Я знаю, какое несчастье, что я калека. Но когда-нибудь бог мне должен помочь! Когда-нибудь я смогу стоять на своих двух ногах и не буду нуждаться в подачках и терпеть унижение перед женщиной. Когда-нибудь я добуду себе работу и, может быть, стану себе самому полным хозяином. Мне не так уж плохо жилось до войны и до того, как начались мои хождения в дом к жене Ошевире. Тогда я безропотно сносил все оскорбления. Но теперь иначе, я не желаю, чтобы меня позорили перед женщиной. Всю жизнь я сторонился женщин, ибо знал, что нм ничего не стоит сказать мне: калека.
— Показать тебе мой автомат? — Мальчик, кажется, оживился.
— Автомат? — Я слегка удивлен.
— Да. Вчера я сделал себе автомат.
— Какой автомат?
— Я тебе сейчас покажу.
Он опять бежит в спальню. Он возвращается с толстой остроконечной палкой. К обоим концам ее привязана веревка, свободно болтающаяся, как ремень автомата. Я улыбаюсь мальчику. Он сияет от гордости и тут же садится рядом со мной, словно, кроме улыбки одобрения, ему ничего не нужно.
— Это я сделал вчера, — говорит он.
— Молодец, — говорю я. — Кто тебя научил?
— Никто. Я видал автомат у солдата.
— Какого солдата?
— Того, который стоит напротив. — Он указывает на солдата, охраняющего городской совет.
— Понятно. А зачем тебе автомат?
— Я хочу застрелить Ономе, — говорит он.
Я прячу улыбку:
— Почему? Что тебе сделал Ономе?
— Он говорит, что мой папа вор.
— Что?
— Он говорит… он говорит, что мой папа вор, что он что-то украл и солдаты его увезли и посадили за решетку, потому что солдаты не любят, чтобы кто-нибудь что-то крал, потому что они хотят все забрать себе, вот поэтому они и увезли моего папу и посадили его за решетку.
— Ты маме об этом сказал?
— Да.
— А что она тебе сказала?
— Она сказала, что мой папа ничего не украл, потому что мой папа честный.
Я долго смотрю на него. Бедный мальчик. Когда он поднимает глаза на меня, я отворачиваюсь, чтобы не растравлять рапы.
— Вот что, — говорю я. — Не стреляй в Ономе — слышишь?
Он кивает и, снова потупившись, трет живот.
— А если он будет опять говорить гадости про твоего папу, скажи мне, и я его за тебя побью, понял?
Он снова кивает.
— А твоя мама знает, что у тебя есть автомат?

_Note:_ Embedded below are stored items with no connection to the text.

PR #2313, opened 2022-06-03
[fix] #2017: Fix role unregistration

### LINKED ISSUE #2017: Integration test to check if role is removed from accounts after unregistering
There was a bug, when role was removed only from domain and not from accounts. This is fixed in #1984. Now we need a test for it

Erigara:
Signed-off-by: Shanin Roman [shahin1000@yandex.ru](mailto:shanin1000@yandex.ru)

### Description of the Change

- Add `Role`-related match arm in `UnregisterBox` execution;
- Fix `Unregister<Role>::execute` by: 
    - removing double deletion of role from account;
    - returning correct event after revoking role from account;
    - correctly early exiting if role doesn't exist;
- Add `Role`-related queries to client;
- Add tests:
    - to check that role removed from account after unregistering;
    - to check `Role`-related queries. 

### Issue

Resolves #2017 

### Benefits

- New tests;
- Bug fixes.

### Possible Drawbacks

None.

### Usage Examples or Tests

```bash
cargo test --package iroha_client --test mod -- integration::roles::unregistred_role_removed_from_account --exact --nocapture
```

```bash
cargo test --package iroha_client --test mod -- integration::queries::role
```

### DIFF
--- a/client/src/client.rs
+++ b/client/src/client.rs
@@ -1136,12 +1136,12 @@ pub mod role {
         FindAllRoleIds::new()
     }
 
-    /// Get query to retrieve role by id
+    /// Get query to retrieve a role by its id
     pub fn by_id(role_id: impl Into<EvaluatesTo<RoleId>>) -> FindRoleByRoleId {
         FindRoleByRoleId::new(role_id)
     }
 
-    /// Get query to retrieve all roles for account
+    /// Get query to retrieve all roles for an account
     pub fn by_account_id(account_id: impl Into<EvaluatesTo<AccountId>>) -> FindRolesByAccountId {
         FindRolesByAccountId::new(account_id)
     }
--- a/client/src/client.rs
+++ b/client/src/client.rs
@@ -1122,6 +1122,31 @@ pub mod transaction {
     }
 }
 
+pub mod role {
+    //! Module with queries for roles
+    use super::*;
+
+    /// Get query to retrieve all roles
+    pub const fn all() -> FindAllRoles {
+        FindAllRoles::new()
+    }
+
+    /// Get query to retrieve all role ids
+    pub const fn all_ids() -> FindAllRoleIds {
+        FindAllRoleIds::new()
+    }
+
+    /// Get query to retrieve role by id
+    pub fn by_id(role_id: impl Into<EvaluatesTo<RoleId>>) -> FindRoleByRoleId {
+        FindRoleByRoleId::new(role_id)
+    }
+
+    /// Get query to retrieve all roles for account
+    pub fn by_account_id(account_id: impl Into<EvaluatesTo<AccountId>>) -> FindRolesByAccountId {
+        FindRolesByAccountId::new(account_id)
+    }
+}
+
 #[cfg(test)]
 mod tests {
     #![allow(clippy::restriction)]
--- a/client/tests/integration/queries/role.rs
+++ b/client/tests/integration/queries/role.rs
@@ -1,0 +1,145 @@
+#![allow(clippy::restriction)]
+
+use std::collections::HashSet;
+
+use eyre::Result;
+use iroha_client::client;
+use iroha_core::smartcontracts::isi::query::Error as QueryError;
+use iroha_data_model::prelude::*;
+use test_network::{Peer as TestPeer, *};
+
+fn create_role_ids() -> [RoleId; 5] {
+    [
+        "a".parse().expect("Valid"),
+        "b".parse().expect("Valid"),
+        "c".parse().expect("Valid"),
+        "d".parse().expect("Valid"),
+        "e".parse().expect("Valid"),
+    ]
+}
+
+#[test]
+fn find_roles() -> Result<()> {
+    let (_rt, _peer, test_client) = <TestPeer>::start_test_with_runtime();
+    wait_for_genesis_committed(&vec![test_client.clone()], 0);
+
+    let role_ids = create_role_ids();
+
+    // Registering roles
+    let register_roles = role_ids
+        .iter()
+        .cloned()
+        .map(|role_id| RegisterBox::new(NewRole::new(role_id).build()).into())
+        .collect::<Vec<_>>();
+    test_client.submit_all_blocking(register_roles)?;
+
+    let role_ids = HashSet::from(role_ids);
+
+    // Checking results
+    let found_roles = test_client.request(client::role::all())?;
+    let found_role_ids = found_roles
+        .into_iter()
+        .map(|role| role.id().clone())
+        .collect::<HashSet<_>>();
+
+    assert_eq!(found_role_ids, role_ids);
+
+    Ok(())
+}
+
+#[test]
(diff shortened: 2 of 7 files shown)


client/tests/integration/roles.rs
```diff
@@ -141,3 +141,34 @@ fn register_metadata_role() -> Result<()> {
...
+
+    // Check that Alice has root role
+    let found_alice_roles = test_client.request(client::role::by_account_id(alice_id.clone()))?;
+    assert!(found_alice_roles.contains(&role_id));
+
+    // Unregister root role
+    let unregister_role = UnregisterBox::new(role_id.clone());
+    test_client.submit_blocking(unregister_role)?;
+
+    // Check that Alice hasn't root role
```
outoftardis, line 169:
```suggestion
    // Check that Alice doesn't have the root role
```

client/src/client.rs
```diff
@@ -1122,6 +1122,31 @@ pub mod transaction {
...
+    pub const fn all_ids() -> FindAllRoleIds {
+        FindAllRoleIds::new()
+    }
+
+    /// Get query to retrieve role by id
+    pub fn by_id(role_id: impl Into<EvaluatesTo<RoleId>>) -> FindRoleByRoleId {
+        FindRoleByRoleId::new(role_id)
+    }
+
+    /// Get query to retrieve all roles for account
```
outoftardis, line 1144:
```suggestion
    /// Get query to retrieve all roles for an account
```

client/src/client.rs
```diff
@@ -1122,6 +1122,31 @@ pub mod transaction {
...
+    pub const fn all() -> FindAllRoles {
+        FindAllRoles::new()
+    }
+
+    /// Get query to retrieve all role ids
+    pub const fn all_ids() -> FindAllRoleIds {
+        FindAllRoleIds::new()
+    }
+
+    /// Get query to retrieve role by id
```
outoftardis, line 1139:
```suggestion
    /// Get query to retrieve a role by its id
```

client/tests/integration/roles.rs
Erigara: fixed

client/src/client.rs
Erigara: fixed

client/src/client.rs
Erigara: fixed, thank you for your suggested changes.

client/tests/integration/roles.rs
```diff
@@ -141,3 +141,34 @@ fn register_metadata_role() -> Result<()> {
...
     Ok(())
 }
+
+#[test]
+fn unregistred_role_removed_from_account() -> Result<()> {
+    let (_rt, _peer, test_client) = <TestPeer>::start_test_with_runtime();
+    wait_for_genesis_committed(&vec![test_client.clone()], 0);
+
+    let role_id: RoleId = "root".parse().expect("Valid");
+    let alice_id: AccountId = "alice@wonderland".parse().expect("Valid");
```
Arjentix, line 151: I'm not very sure why, but we use another style for id. We use `<SomeThing as Idenfifiable>::Id>` type, not `SomeThingId`

Arjentix: Please, check for it also in other your changes

client/tests/integration/queries/role.rs
```diff
@@ -0,0 +1,145 @@
...
+        .collect::<Vec<_>>();
+    test_client.submit_all_blocking(register_roles)?;
+
+    let role_ids = HashSet::from(role_ids);
+
+    // Checking results
+    let found_roles = test_client.request(client::role::all())?;
+    let found_role_ids = found_roles
+        .into_iter()
+        .map(|role| role.id().clone())
```
Arjentix, line 42: Can it be moved? As I can see we don't need `found_roles` after that

Arjentix (approved):

core/src/smartcontracts/isi/world.rs
```diff
@@ -171,22 +171,16 @@ pub mod isi {
...
                 if world.roles.remove(&role_id).is_none() {
-                    return Ok(RoleEvent::Deleted(role_id).into());
+                    return Err(FindError::Role(role_id).into());
                 }
 
-                Err(FindError::Role(role_id).into())
+                Ok(RoleEvent::Deleted(role_id).into())
             })
         }
     }
```
s8sato, line 186: Might be refactored as follows:
```rust
    impl<W: WorldTrait> Execute<W> for Unregister<Role> {
        type Error = Error;

        #[metrics("unregister_role")]
        fn execute(
            self,
            _authority: <Account as Identifiable>::Id,
            wsv: &WorldStateView<W>,
            let role_id = self.object_id;

            wsv.modify_world(|world| {
                if world.roles.remove(&role_id).is_none() {
                    return Err(FindError::Role(role_id.clone()).into());
                }
                Ok(RoleEvent::Deleted(role_id.clone()).into())
            })?;

            for domain in wsv.domains() {
                for account in domain.accounts() {
                    if account.contains_role(&role_id) {
                        wsv.modify_account(account.id(), |account| {
                            account.remove_role(&role_id);
                            Ok(AccountEvent::RoleRevoked(account.id().clone()))
                        })?;
                    }
                }
            }

            Ok(())
        }
    }
```

s8sato (approved):

core/src/smartcontracts/isi/world.rs
s8sato: This suggestion is valid as far as the chain does not already have that inconsistency (phantom roles attached to accounts). So I think we have 2 ways:
- Adopt this suggestion as is and encourage people to resolve existing inconsistencies by revoking phantom roles for each account. This option promises to return early from invalid unregistration calls
- Reverse the 2 blocks in the suggestion -- world modification and accounts modification. This option promises to wipe out if any phantom roles brought in the future

Erigara: Also i believe that such implementation has some kind of lock, it may happen because we are trying to modify account in closure while outer scope has reference to it.
Maybe it explains why we have `accounts_with_role` in the first place.

Erigara: It's possible to rewrite account role removal part in a more functional style, but I don't know if it's worth it.

```rust
wsv.domains()
    .iter()
    .flat_map(|domain| {
        domain
            .accounts()
            .filter_map(|account| {
                if account.contains_role(&role_id) {
                    return Some(account.id().clone());
                }
                None
            })
            .collect::<Vec<_>>()
    })
    .try_for_each(|account_id| {
        wsv.modify_account(&account_id.clone(), |account| {
            if !account.remove_role(&role_id) {
                error!(%role_id, "role not found - this is a bug");
            }

            Ok(AccountEvent::RoleRevoked(account_id))
        })
    })?;
```

s8sato: I don't think we need to. You can resolve this conversation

— Нет, — говорит он. — Я его прячу.
— Правильно. Куда ты его прячешь?
— В одно место в нашей комнате. Пойдем покажу.
Он зовет меня за собой. Я встаю, он тянет меня за руку в их спальню. Я колеблюсь, я не хочу, чтобы она застала меня, когда я разглядываю ее тайны. Я знаю, какие женщины. Я не хочу, чтобы меня обзывали калекой.
— Ну, иди, — требует он.
Я вхожу за ним в спальню. В середине комнаты, ближе к окну, широкая металлическая кровать. Огеново подводит меня к изголовью и показывает под кровать.
— Вот здесь, — говорит он и показывает за большой ящик, который стоит под кроватью.
— Спрячь автомат, а я посмотрю.
Он осторожно засовывает палку за ящик.
— Очень хорошо. — Я глажу его по голове. — Она ни за что не найдет.
Радостный Огеново катается по кровати, а я стою и оглядываюсь. Комната большая. В глубине длинная вешалка, на ней висит много одежды, есть и мужская. Напротив вешалки груда больших коробок. В комнате еще очень много вещей. На столике рядом с кроватью — карточка Ошевире. Я подхожу к ней, беру в руки, разглядываю. Огеново подкатывается на кровати ко мне:
— Это мой папа.
— Ты его помнишь?
— Нет. Мне мама сказала.
Я смотрю на него, он смущается и откатывается прочь.
— Ты скучаешь по папе? — спрашиваю я.
Он качает головой. Бедный мальчик. Он еще не привык к отцу, когда того увезли.